#### Dataset entries ####

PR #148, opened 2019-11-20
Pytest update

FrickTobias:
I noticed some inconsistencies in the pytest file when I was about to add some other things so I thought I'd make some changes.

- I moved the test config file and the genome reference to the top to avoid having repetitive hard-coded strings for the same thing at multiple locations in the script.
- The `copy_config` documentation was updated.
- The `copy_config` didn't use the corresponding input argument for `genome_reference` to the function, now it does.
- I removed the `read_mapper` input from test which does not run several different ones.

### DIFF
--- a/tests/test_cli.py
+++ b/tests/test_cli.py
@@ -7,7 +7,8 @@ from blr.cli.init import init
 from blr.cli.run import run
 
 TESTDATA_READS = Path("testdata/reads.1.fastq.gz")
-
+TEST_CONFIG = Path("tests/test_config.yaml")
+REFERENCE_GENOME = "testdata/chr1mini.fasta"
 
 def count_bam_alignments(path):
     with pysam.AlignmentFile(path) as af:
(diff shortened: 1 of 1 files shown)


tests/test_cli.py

####
#### Dataset entries ####

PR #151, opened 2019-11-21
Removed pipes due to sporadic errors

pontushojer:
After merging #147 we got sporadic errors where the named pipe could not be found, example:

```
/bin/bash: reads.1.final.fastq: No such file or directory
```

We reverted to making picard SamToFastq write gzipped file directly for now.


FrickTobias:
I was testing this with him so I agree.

####
#### Dataset entries ####

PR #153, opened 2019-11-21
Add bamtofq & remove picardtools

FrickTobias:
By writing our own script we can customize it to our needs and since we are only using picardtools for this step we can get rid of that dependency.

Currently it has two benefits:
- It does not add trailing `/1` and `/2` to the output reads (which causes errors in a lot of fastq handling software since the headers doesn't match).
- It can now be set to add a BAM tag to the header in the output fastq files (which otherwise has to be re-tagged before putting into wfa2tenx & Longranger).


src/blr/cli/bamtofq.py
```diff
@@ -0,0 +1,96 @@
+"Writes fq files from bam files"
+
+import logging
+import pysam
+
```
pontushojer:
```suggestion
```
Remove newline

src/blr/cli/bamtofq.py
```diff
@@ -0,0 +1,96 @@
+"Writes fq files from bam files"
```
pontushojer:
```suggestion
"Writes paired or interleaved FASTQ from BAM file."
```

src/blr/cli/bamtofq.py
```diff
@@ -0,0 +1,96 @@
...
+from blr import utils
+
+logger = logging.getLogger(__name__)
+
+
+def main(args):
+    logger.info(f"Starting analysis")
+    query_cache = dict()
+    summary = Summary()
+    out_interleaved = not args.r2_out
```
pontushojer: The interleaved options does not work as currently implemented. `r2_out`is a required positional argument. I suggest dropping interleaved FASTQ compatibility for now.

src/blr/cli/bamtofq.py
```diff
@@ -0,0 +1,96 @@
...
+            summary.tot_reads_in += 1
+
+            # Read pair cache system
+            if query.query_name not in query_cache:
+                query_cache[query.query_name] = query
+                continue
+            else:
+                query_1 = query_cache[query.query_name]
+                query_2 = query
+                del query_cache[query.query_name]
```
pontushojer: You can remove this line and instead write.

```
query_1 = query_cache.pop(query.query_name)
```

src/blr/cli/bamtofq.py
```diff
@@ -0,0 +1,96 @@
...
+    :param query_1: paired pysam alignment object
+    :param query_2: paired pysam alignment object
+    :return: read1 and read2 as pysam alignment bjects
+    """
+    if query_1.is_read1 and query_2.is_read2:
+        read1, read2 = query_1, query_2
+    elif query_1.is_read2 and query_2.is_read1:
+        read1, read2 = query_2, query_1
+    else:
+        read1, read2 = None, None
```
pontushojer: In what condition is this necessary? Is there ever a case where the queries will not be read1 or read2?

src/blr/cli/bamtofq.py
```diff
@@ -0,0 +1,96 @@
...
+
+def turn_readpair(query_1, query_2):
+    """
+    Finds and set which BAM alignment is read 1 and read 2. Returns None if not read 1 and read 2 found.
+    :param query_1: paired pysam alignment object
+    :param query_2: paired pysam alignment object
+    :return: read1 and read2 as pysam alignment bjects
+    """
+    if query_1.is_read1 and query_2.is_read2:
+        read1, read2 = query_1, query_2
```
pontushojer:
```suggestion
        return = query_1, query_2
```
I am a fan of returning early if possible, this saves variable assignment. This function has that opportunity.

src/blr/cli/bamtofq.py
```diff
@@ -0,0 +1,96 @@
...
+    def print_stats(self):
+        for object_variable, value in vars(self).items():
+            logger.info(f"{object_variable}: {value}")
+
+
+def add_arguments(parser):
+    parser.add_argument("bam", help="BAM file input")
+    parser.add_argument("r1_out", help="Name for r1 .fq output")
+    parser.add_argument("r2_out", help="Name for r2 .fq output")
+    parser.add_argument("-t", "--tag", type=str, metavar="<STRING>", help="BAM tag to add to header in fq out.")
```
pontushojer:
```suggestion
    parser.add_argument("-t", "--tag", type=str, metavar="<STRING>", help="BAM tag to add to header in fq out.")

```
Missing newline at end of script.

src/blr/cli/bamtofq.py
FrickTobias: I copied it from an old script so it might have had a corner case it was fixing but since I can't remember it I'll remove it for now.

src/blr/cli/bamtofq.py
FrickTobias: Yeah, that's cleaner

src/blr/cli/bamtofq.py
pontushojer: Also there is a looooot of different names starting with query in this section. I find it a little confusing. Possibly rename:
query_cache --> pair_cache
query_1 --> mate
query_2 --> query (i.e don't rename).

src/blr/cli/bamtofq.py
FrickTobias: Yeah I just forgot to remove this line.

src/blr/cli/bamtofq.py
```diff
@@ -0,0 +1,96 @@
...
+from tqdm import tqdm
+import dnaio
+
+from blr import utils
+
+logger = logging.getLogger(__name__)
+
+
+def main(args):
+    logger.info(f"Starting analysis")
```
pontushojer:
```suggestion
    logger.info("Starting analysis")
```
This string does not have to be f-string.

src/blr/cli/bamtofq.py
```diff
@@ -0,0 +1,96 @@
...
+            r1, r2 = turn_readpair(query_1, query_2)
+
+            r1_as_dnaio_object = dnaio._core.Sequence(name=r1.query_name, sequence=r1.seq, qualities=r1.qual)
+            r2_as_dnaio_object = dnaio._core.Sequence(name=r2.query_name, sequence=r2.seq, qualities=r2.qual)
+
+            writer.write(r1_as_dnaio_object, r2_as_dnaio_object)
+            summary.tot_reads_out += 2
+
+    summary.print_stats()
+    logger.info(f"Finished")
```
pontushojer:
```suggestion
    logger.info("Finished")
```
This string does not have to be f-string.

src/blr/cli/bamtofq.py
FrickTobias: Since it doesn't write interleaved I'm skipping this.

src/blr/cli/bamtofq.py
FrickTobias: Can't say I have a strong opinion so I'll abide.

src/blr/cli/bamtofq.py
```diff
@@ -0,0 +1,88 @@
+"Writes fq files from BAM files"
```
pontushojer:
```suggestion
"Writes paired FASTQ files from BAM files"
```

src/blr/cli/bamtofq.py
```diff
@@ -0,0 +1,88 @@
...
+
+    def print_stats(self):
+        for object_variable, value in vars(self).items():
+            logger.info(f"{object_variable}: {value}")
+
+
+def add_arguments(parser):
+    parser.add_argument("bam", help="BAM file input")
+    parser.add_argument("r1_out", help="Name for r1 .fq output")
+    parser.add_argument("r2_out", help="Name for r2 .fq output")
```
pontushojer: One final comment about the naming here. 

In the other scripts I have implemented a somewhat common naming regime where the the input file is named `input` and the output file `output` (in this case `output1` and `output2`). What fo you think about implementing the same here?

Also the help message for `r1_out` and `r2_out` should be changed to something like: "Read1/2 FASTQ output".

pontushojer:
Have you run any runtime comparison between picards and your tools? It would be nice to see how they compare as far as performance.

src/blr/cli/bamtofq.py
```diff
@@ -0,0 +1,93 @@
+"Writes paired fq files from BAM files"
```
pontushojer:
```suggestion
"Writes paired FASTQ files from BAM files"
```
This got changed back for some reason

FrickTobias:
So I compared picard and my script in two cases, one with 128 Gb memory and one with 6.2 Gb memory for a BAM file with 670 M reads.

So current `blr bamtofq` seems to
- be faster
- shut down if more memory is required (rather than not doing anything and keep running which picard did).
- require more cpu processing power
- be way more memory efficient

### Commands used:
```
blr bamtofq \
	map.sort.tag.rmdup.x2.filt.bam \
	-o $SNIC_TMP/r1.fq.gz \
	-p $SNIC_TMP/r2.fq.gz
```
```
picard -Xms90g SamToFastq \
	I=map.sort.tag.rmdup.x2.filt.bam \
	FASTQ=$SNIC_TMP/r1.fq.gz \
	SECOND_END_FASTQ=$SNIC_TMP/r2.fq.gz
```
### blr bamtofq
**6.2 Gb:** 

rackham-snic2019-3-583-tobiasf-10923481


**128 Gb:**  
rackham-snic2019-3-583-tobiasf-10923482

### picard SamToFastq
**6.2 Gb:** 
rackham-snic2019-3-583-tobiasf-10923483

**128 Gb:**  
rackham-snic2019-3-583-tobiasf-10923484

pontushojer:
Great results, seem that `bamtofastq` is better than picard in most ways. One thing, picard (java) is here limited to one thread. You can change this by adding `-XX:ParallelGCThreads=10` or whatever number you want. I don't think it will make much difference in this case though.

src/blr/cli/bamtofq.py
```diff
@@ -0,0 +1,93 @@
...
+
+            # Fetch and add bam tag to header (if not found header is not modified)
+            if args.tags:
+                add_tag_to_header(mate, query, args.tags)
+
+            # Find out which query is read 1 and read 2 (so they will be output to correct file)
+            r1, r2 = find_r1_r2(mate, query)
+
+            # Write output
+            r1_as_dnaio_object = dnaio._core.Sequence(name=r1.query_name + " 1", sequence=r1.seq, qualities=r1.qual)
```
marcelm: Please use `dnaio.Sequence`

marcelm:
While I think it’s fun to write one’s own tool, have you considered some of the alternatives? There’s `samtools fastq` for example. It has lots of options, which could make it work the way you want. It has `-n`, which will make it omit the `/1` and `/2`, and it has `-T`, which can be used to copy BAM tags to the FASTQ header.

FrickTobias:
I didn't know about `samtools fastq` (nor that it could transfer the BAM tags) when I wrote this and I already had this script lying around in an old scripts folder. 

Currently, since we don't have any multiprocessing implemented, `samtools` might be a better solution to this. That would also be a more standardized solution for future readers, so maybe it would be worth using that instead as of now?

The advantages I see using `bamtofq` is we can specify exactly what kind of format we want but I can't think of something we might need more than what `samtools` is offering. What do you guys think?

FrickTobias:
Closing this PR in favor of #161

####

Scan the records above for the lines holding "PR #148, opened 2019-11-20" and "documentation was updated.". Transcribe those two and every line between them word for word, and no others.

PR #148, opened 2019-11-20
Pytest update

FrickTobias:
I noticed some inconsistencies in the pytest file when I was about to add some other things so I thought I'd make some changes.

- I moved the test config file and the genome reference to the top to avoid having repetitive hard-coded strings for the same thing at multiple locations in the script.
- The `copy_config` documentation was updated.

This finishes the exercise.